7% is nothing as i think the ultimate goal is to break all time high which is 24%.. at least biden can has his name written in history book.
What I love is the fact a % of the reason inflation wasn't above expectations is due to the fall in oil and gas prices since the end of Nov - due to worries about the impact on Omnicron. Oil prices dipped but are now back around the $85 mark - so if anything Jan inflation is going to be even higher and we haven't seen the peak yet.
Man seriously this makes no sense, just gonna blame it on bad journalism... lolol they just writing whatever and hope it makes sense
.....inflation data calms nerves ? Title readers will buy TESLA and AMAZON .... but I know Energy and Banks are will be winners this year
Raging inflation "calms nerves" because some rigged "estimate" was met.  And the flagrant propping of the market continues.  Can't have a loss in the biggest investment JOKE in the world.
Main St. suffering is "in-line" stocks up
Inflation is more like 20%
I would agree with that... my rent lease was increased by a whooping 40% and people are just saying ok
Only in the USA could 7% inflation be seen as a good thing for the stock market as it's what analysts predicted (the same analysts who largely predicted in 2020 that inflation would be falling at this stage...).
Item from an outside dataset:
PR #390, opened 2016-11-04
Add the orb status light whenever in Zot

alexjurkiewicz:


PleasingFungus:
Isn't this a bit annoying for autotravel?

A market flooded with debt cash floating around with no one knowing what to do with it all  since the fed has kept bond rates artificially low. Plus a Fed still trying to claim inflation is nothing got to do with their $7 TRILLION in debt printing + keeping interest rates at 0% for 2 years (US Corp debt hasn't been this high vs GDP in 40+ years). May not happen for another 12/18 months as so much cash in the market - but this bubble will implode eventually (it always does).